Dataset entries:
PR #7328, opened 2025-02-22
[SDK] Ensure list_artifacts work when `limit` is set

liranbg:
https://iguazio.atlassian.net/browse/ML-9412

### DIFF
--- a/mlrun/db/httpdb.py
+++ b/mlrun/db/httpdb.py
@@ -5346,7 +5346,7 @@ class HTTPRunDB(RunDBInterface):
             )
         return None
 
-    def _resolve_page_params(self, params) -> dict:
+    def _resolve_page_params(self, params: typing.Optional[dict]) -> dict:
         """
         Resolve the page parameters, setting defaults where necessary.
         """
@@ -5362,6 +5362,15 @@ class HTTPRunDB(RunDBInterface):
                 # limit and page/page size are conflicting
                 page_params.pop("limit")
             page_params["page-size"] = page_size
+
+        # this may happen only when page-size was explicitly set along with limit
+        # this is to ensure we will not get stopped by API on similar below validation
+        # but rather simply fallback to use page-size.
+        if "page-size" in page_params and "limit" in page_params:
+            logger.warning(
+                "Both 'limit' and 'page-size' are provided, using 'page-size'."
+            )
+            page_params.pop("limit")
         return page_params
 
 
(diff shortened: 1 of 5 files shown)


mlrun/db/httpdb.py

EXERCISE OBJECTIVE -
Nothing is to be altered; retype each entry exactly.

PROBLEM SOLUTION -
PR #7328, opened 2025-02-22
[SDK] Ensure list_artifacts work when `limit` is set

liranbg:
https://iguazio.atlassian.net/browse/ML-9412

### DIFF
--- a/mlrun/db/httpdb.py
+++ b/mlrun/db/httpdb.py
@@ -5346,7 +5346,7 @@ class HTTPRunDB(RunDBInterface):
             )
         return None
 
-    def _resolve_page_params(self, params) -> dict:
+    def _resolve_page_params(self, params: typing.Optional[dict]) -> dict:
         """
         Resolve the page parameters, setting defaults where necessary.
         """
@@ -5362,6 +5362,15 @@ class HTTPRunDB(RunDBInterface):
                 # limit and page/page size are conflicting
                 page_params.pop("limit")
             page_params["page-size"] = page_size
+
+        # this may happen only when page-size was explicitly set along with limit
+        # this is to ensure we will not get stopped by API on similar below validation
+        # but rather simply fallback to use page-size.
+        if "page-size" in page_params and "limit" in page_params:
+            logger.warning(
+                "Both 'limit' and 'page-size' are provided, using 'page-size'."
+            )
+            page_params.pop("limit")
         return page_params
 
 
(diff shortened: 1 of 5 files shown)


mlrun/db/httpdb.py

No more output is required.